** Exercise prompt **
Check each line below for the word "more", and copy those that have it.
::::
PR #257, opened 2024-10-28
Record batch

JohanMabille:


include/sparrow/record_batch.hpp
```diff
@@ -0,0 +1,239 @@
...
+{
+    /**
+     * Table-like data structure.
+     *
+     * A record batch is a collection of equal-length arrays mapped to
+     * names.
+     *
+     * @tparm T the type of the names
+     */
+    template <class T = std::string>
```
DerThorsten, line 37: do we really need string as a template here?

src/array.cpp
```diff
@@ -81,5 +81,23 @@ namespace sparrow
...
+        {
+            return rhs.visit([&typed_lhs](const auto& typed_rhs) -> bool
+            {
+                if constexpr (!std::same_as<decltype(typed_lhs), decltype(typed_rhs)>)
+                {
+                    return false;
+                }
+                else
+                {
+                    return typed_lhs == typed_rhs;
```
DerThorsten, line 97: I am a bit puzzled by this. Is == implemented by each layout?

include/sparrow/record_batch.hpp
JohanMabille: Probably not, I'll remove it.

src/array.cpp
JohanMabille: Layouts inheriting from `array_crtp_base` get it for free. The other layouts must implement it, I'll check if it's the case for each of them.

test/test_record_batch.cpp
Alex-PLACET, line 1: Some test are missings for:
size_type nb_columns() const;
size_type nb_rows() const;
name_range names() const;
column_range columns() const;

JohanMabille: The missing tests have been added.

src/array.cpp
JohanMabille: Checked, all the layouts inherit or implement `operator==`.

Alex-PLACET (approved):

DerThorsten (approved):

PR #259, opened 2024-10-29
convinience constructors for list and list view

DerThorsten:


include/sparrow/layout/layout_utils.hpp
```diff
@@ -73,4 +76,29 @@ namespace sparrow::detail
...
+} // namespace sparrow::detail
+
+
+template<class OFFSET_TYPE>
+concept offset_type = std::is_same<std::remove_const_t<OFFSET_TYPE>, std::uint32_t>::value || 
+                        std::is_same<std::remove_const_t<OFFSET_TYPE>, std::uint64_t>::value;
+
+template<offset_type OFFSET_TYPE, std::ranges::range SIZES_RANGE>
+requires(std::unsigned_integral<std::ranges::range_value_t<SIZES_RANGE>>)
+u8_buffer<OFFSET_TYPE> offset_buffer_from_sizes(SIZES_RANGE && sizes)
```
JohanMabille, line 88: Is that specific to the different list layouts? If so, it should be moved to `list_array.hpp`. In any case I think it can be put in the `detail` namespace.

include/sparrow/layout/list_layout/list_array.hpp
```diff
@@ -190,8 +192,19 @@ namespace sparrow
         list_array_impl(self_type&&) = default;
         list_array_impl& operator=(self_type&&) = default;
 
+        template<class ... ARGS>
+        requires(mpl::excludes_copy_and_move_ctor_v<list_array_impl<BIG>, ARGS...>)
+        list_array_impl(ARGS && ... args): self_type(create_proxy(std::forward<ARGS>(args)...))
+        {}
```
JohanMabille, line 198: Do we want to allow constructions such as:
```cpp
list_array arr = {{1, 3, 4}, {2, 4}, {5, 1 ,9}};
```
?

include/sparrow/layout/layout_utils.hpp
DerThorsten: other layouts need offsets from sizes I believe

include/sparrow/layout/list_layout/list_array.hpp
DerThorsten: I don't think so. They are very special in the sense that they only work if the child array is a primitive array.

DerThorsten: on the other hand it might be a common use case...
I am unsure

JohanMabille: Ok let's see if users ask for it in the future.

JohanMabille (approved):

Alex-PLACET (approved):

PR #264, opened 2024-10-31
Added some documentation

JohanMabille:


.github/workflows/linux.yml
```diff
@@ -20,10 +20,10 @@ jobs:
       fail-fast: false
       matrix:
         sys:
-        - {image: ubuntu-22.04, compiler: clang, version: '16', config-flags: '', stdlib: 'libstdc++-12', date-polyfill: 'ON'}
-        # - {compiler: clang, version: '16', config-flags: '-DCMAKE_CXX_FLAGS=-stdlib=libc++', stdlib: 'libc++-17', date-polyfill: 'ON' }
         - {image: ubuntu-22.04, compiler: clang, version: '17', config-flags: '', stdlib: 'libstdc++-12', date-polyfill: 'ON'}
         # - {compiler: clang, version: '17', config-flags: '-DCMAKE_CXX_FLAGS=-stdlib=libc++', stdlib: 'libc++-17', date-polyfill: 'ON' }
+        - {image: ubuntu-22.04, compiler: clang, version: '18', config-flags: '', stdlib: 'libstdc++-12', date-polyfill: 'ON'}
```
Alex-PLACET, line 25: CAn you use ubuntu 24, it will be faster as the default llvm version is also 18

include/sparrow/array_api.hpp
Alex-PLACET, line 1: Can you run clang format ?

DerThorsten (approved):

src/array.cpp
```diff
@@ -52,7 +52,15 @@ namespace sparrow
...
         return p_array->get_arrow_proxy();
     }
-    
+
+    /**
+     * Compares the content of two arrays.
+     *
+     * @param lhs the first array to compare
+     * @param rhs the second array to compare
+     * @return \c true if the contesnts of the tow arrays
```
Alex-PLACET, line 61:
```suggestion
     * @return \c true if the contents of both arrays
```

src/array.cpp
```diff
@@ -52,7 +52,15 @@ namespace sparrow
     {
         return p_array->get_arrow_proxy();
     }
-    
+
+    /**
```
Alex-PLACET, line 56: Should be in the hpp

include/sparrow/array_api.hpp
```diff
@@ -33,28 +43,96 @@ namespace sparrow
...
+         */
         SPARROW_API size_type size() const;
+
+        /**
+         * Returns a constant reference to the element at specified \c index.
+         *
+         * @param index The position of the element in the array.
+         * @return A constant reference to the element.
+         */
         SPARROW_API const_reference operator[](size_type) const;
```
Alex-PLACET, line 122: can you add `index` in the signature
```suggestion
        SPARROW_API const_reference operator[](size_type index) const;
```

include/sparrow/array_api.hpp
```diff
@@ -33,28 +43,96 @@ namespace sparrow
...
+         *
+         * @param array The ArrowArray structure to transfer into the array.
+         * @param schema The ArrowSchema to reference in the array.
+         */
         SPARROW_API array(ArrowArray&& array, ArrowSchema* schema);
+
+        /**
+         * Constructs an array from the given Arrow C structures. Both structures
+         * are referenced from the array and can still be used normally after calling
+         * this cnstructor.
```
Alex-PLACET, line 104:
```suggestion
         * this constructor.
```

include/sparrow/array_api.hpp
```diff
@@ -33,28 +43,96 @@ namespace sparrow
...
+         * @param a A shared pointer holding the layout.
+         */
         template <layout A>
-        array(std::shared_ptr<A> a);
-
+        explicit array(std::shared_ptr<A> a);
+
+        /**
+         * Constructs an array from the given Arrow C structures, whose ownerhips
+         * is tranferred to the array. The user should not use \c array nor \c schema
```
Alex-PLACET, line 83:
```suggestion
         * is transferred to the array. The user should not use \c array nor \c schema
```

include/sparrow/array_api.hpp
```diff
@@ -33,28 +43,96 @@ namespace sparrow
...
+        /**
+         * Constructs an empty array.
+         */
         SPARROW_API array() = default;
 
+        /**
+         * Constructs an array from the given typed layout. The ownership
+         * of the layout is transferred to the array.
+         *
+         * @param a An rvalue refernece to the typed layout.
```
Alex-PLACET, line 55:
```suggestion
         * @param a An rvalue reference to the typed layout.
```

Alex-PLACET (commented):
Some typos

.github/workflows/linux.yml
Alex-PLACET: I mean the setup of the CI will be faster

include/sparrow/layout/primitive_array.hpp
```diff
@@ -55,6 +53,21 @@ namespace sparrow
         using iterator_tag = std::random_access_iterator_tag;
     };
 
+    /**
+     * Array of values having the same binary size.
+     *
+     * The \c primitive_array class represents an array of values having the same binary size.
```
Klaim, line 59: Why the repetition?

include/sparrow/layout/primitive_array.hpp
```diff
@@ -55,6 +53,21 @@ namespace sparrow
...
+     * The current implementation supports types whose size is known at compile only.
```
Klaim, line 60:
```suggestion
     * The current implementation supports types whose size is known at compile time only.
```

include/sparrow/layout/primitive_array.hpp
```diff
@@ -55,6 +53,21 @@ namespace sparrow
...
+     *
+     * As the other arrays in sparrow, \c primitive_array<T> provides an API as if it was holding
+     * \c nullable<T> values instead of \c T values.
+     *
+     * Internally, the array contains a validity bitmap and a contiguous memory buffer
+     * holding the values.
+     *
+     * @tparam T the type of the values in the array.
+     * @see https://arrow.apache.org/docs/dev/format/Columnar.html#fixed-size-primitive-layout
```
Klaim, line 69: Move this line in the description?

include/sparrow/layout/primitive_array.hpp
```diff
@@ -55,6 +53,21 @@ namespace sparrow
         using iterator_tag = std::random_access_iterator_tag;
     };
 
+    /**
+     * Array of values having the same binary size.
```
Klaim, line 57: So there can be multiple types as long as they have the same binary size?

include/sparrow/layout/primitive_array.hpp
```diff
@@ -90,15 +103,43 @@ namespace sparrow
...
 
+        /**
+         * Constructs a primitive array with the passed range of values and an optional bitmap.
+         *
+         * The first argument can be any range of values as long as its value type is convertible
+         * to \c T.
+         * The second argument can be:
+         * - a bitmap range, i.e. a range of boolean-like values indicating the non-missing values.
+         *   The bitmap range and the value range must have the same size.
+         * \code{.cpp}
```
Klaim, line 114: Markdown syntax works too and is more readable in raw text.

Klaim (approved):
Overall good starting point, some tweaks could improve as suggested.

include/sparrow/layout/array_bitmap_base.hpp
```diff
@@ -19,9 +19,14 @@
 
 namespace sparrow
 {
-    /*
+    /**
      * Base class for arrays using a validity buffer for
      * defining their bitmap.
+     *
+     * @tparam D The derived type, i.e. the inheriting class for which
```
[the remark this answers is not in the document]
JohanMabille: Because at the point where we would put the reqiurement on D, the base has not be defined yet. Or I don't see which kind of requirement you're talking about.

include/sparrow/layout/primitive_array.hpp
JohanMabille: This is usually easier to find reference at the end in a dedicated function rather than drown in the middle of the description. Even if the description is quite short for now, it may grow.

include/sparrow/layout/primitive_array.hpp
JohanMabille: No, they all have the same type.

include/sparrow/layout/primitive_array.hpp
Klaim: I meant at the end of the description but before the section about the parameters (which will always be apart anyway in doxygen generated doc)

include/sparrow/layout/array_bitmap_base.hpp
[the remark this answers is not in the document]
Klaim: Ah ok `array_bitmap_base_impl` is defined below. It could be declared first and then required here. the requirement is checked at instantiation so that could work.

PR #265, opened 2024-11-02
Using PUBLIC_HEADER in cmake has the nasty property to flatten the di…

### LINKED ISSUE #263: Sparrow pollutes include dir
Running `make install` with a prefix set to `/tmp` does not only add files into `/tmp/include/sparrow` but also in `/tmp/include` which is unexpected and probably not desired

serge-sans-paille:
…rectory structure

Fix #263

### DIFF
--- a/CMakeLists.txt
+++ b/CMakeLists.txt
@@ -222,14 +222,12 @@ if (UNIX)
     set_target_properties(
         sparrow
         PROPERTIES
-        PUBLIC_HEADER "${SPARROW_HEADERS}"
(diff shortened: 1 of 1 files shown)


serge-sans-paille:
note: I'm not very happy with that change, it's just to exhibit the reason of the bug, I leave it to @JohanMabille or @Klaim to find a more adequate patch ;-)

JohanMabille:
Unfortunately I don't think we have a better option. Thanks for the fix!

PR #266, opened 2024-11-04
Normalize project versioning and soname

serge-sans-paille:
Instead of custom variable names, use the standard CMAKE_PROJECT_VERSION, PROJECT_VERSION_MAJOR etc.

Use them to properly set SOVERSION.


Alex-PLACET (approved):
LGTM

CMakeLists.txt
```diff
@@ -216,8 +217,10 @@ endif()
 
 add_library(sparrow SHARED ${SPARROW_HEADERS} ${SPARROW_SRC})
 
+set_target_properties(sparrow PROPERTIES VERSION ${CMAKE_PROJECT_VERSION}
+                              SOVERSION ${PROJECT_VERSION_MAJOR})
```
JohanMabille, line 221: We need to introduce binary versionning (which is different from API versionning) and set the so version accordingly.

SylvainCorlay:
@JohanMabille let's introduce what we did for soname with xeus.

SylvainCorlay (approved):

PR #271, opened 2024-11-06
Constructors run_end_encoded

DerThorsten:


src/run_encoded_array.cpp
```diff
@@ -49,4 +50,101 @@ namespace sparrow
...
+        // visit the acc_lengths array
+        std::int64_t length = 0;
+        std::int64_t null_count = 0;
+        acc_lengths_arr.visit([&](const auto& acc_lengths_array)
+            {
+                if constexpr(usable_array<std::decay_t<decltype(acc_lengths_array)>>)
+                {   
+                    auto acc_length_data = acc_lengths_array.data();
+                    // get the length of the array (ie last element in the acc_lengths array)
+                    auto acc_lengths = acc_lengths_array.data();
```
Alex-PLACET, line 73: Is it a duplicate of l.71 ? I don't see where is it used

DerThorsten: good catch!Not sure why it was not reported as unused variable

JohanMabille (approved):

Alex-PLACET (approved):

PR #277, opened 2024-11-08
Add growth factor to buffer

Alex-PLACET:


include/sparrow/buffer/buffer.hpp
```diff
@@ -726,6 +732,15 @@ namespace sparrow
         }
     }
 
+    template<class T>
+    constexpr void buffer<T>::reserve_with_growth_factor(size_type new_cap)
+    {
+        if(new_cap > capacity())
+        {
+            reserve(new_cap * SPARROW_BUFFER_GROWTH_FACTOR);
+        }
```
JohanMabille, line 741: I think this logis should actually be in `reserve` since it's a public API. And `reserve` shoudl forward to a private method (`reserve_impl`?) when needed.

JohanMabille (changes requested):
I think the "reserve workflow" private => public shoud be done the opposite way.

include/sparrow/buffer/buffer.hpp
Alex-PLACET: I checked the behavior of std::vector. The reserve, will change to the exact requested capacity (if the new cap is bigger than the current one).
With the insert and push_back, the capacity reserved will be bigger than the size if the new size is bigger than the current capacity.
So my current implementation reproduce the same

JohanMabille: aaah yes my bad!

JohanMabille (approved):

PR #189, opened 2021-07-24
Feat: added logcat for easy debugging

Insight-deviler:
Now using the code `Log.i(TAG, "your message");` has a purpose in Sketchware project.
**Usage:**
1. Create a shared preference component with component name and filename as `log`.
2. To enable Logger add this code in your activity `log.edit().putString("debug", "true").commit();`
3. To Disable Logger add this `log.edit().putString("debug", "false").commit();`

> Important
> 1. Use this only for debugging and not when app is public as this may consume storage if unchecked.
> 2. The log files are stored in `/Android/data/{your application package}/log_time.txt`
> 3. Restart your application after enabling or disabling of logcat.
> 4. If you want to disable logger you need to either add disable code or clear app data as this is a shared preference

### DIFF
--- a/app/src/main/assets/debug/SketchApplication.java
+++ b/app/src/main/assets/debug/SketchApplication.java
@@ -22,7 +22,7 @@ import java.io.IOException;
 
 import android.widget.Toast;
 
-public class SketchApplication extends Application {
+public class InsightDeviler extends Application {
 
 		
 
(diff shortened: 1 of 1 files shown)


hasrat-ali:
Too messy code (bad formatted).

Insight-deviler:
Created in mobile phone that's why it's like that 😬. Will fix it soon

JavkhlanK:
Why are there that many newlines? lol

Insight-deviler:
I updated the class using mobile which resulted in many unwanted lines now I removed those lines

hasrat-ali:
Use spaces (`    `) instead of tabs `\t` as indentation charactor.

Insight-deviler (commented):
Removed those unnecessary spaces

tyron12233:
I suggest to write it on the app's external files directory instead of writing it in shared preferences

Insight-deviler:
It will be writing log data to data/your application package/log.
I used shared preference to enable or disable logging

khaled-0:
Add everything to build settings as a checkbox when.
 Or how can I contribute in a PR🤔

JavkhlanK:
This *might*'ve been a good idea back then when SketchApplication.java wasn't easily modify/replaceable, but now, I think we should rather provide this as a template, maybe in the Discord server, or the app?
Users could then apply such changes themselves, instead of having things like these in the stock SketchApplication.java.

PR #193, opened 2021-07-25
fix: Android 11 Scoped Storage. style: Removed Tutorials Tab

khaled-0:
**fix: Android 11 Scoped Storage Fixes.**
Adding request for 'ALL FILE ACCESS' and thus read and write no longer depends on emulated SAF on Android 11 or further.
Results: No more freezing or infinite loading time when saving or building a project.

P.S: Tested on my Device running android 11. And almost all the slowdowns are gone. It performs like older android 10 again

**style: Removed Tutorial tab from MainActivity**
Removed the not working unused tutorial tab from MainActivity .
Now it only contains 'MY PROJECTS'

Note : I just commented out certain parts of the PageAdapter so it won't include the tutorials tab. The fragment is still in there.


khaled-0:
> where are this method's imports lol

Inline import supremacy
::::
** Response below **
Klaim, line 114: Markdown syntax works too and is more readable in raw text.
note: I'm not very happy with that change, it's just to exhibit the reason of the bug, I leave it to @JohanMabille or @Klaim to find a more adequate patch ;-)
Results: No more freezing or infinite loading time when saving or building a project.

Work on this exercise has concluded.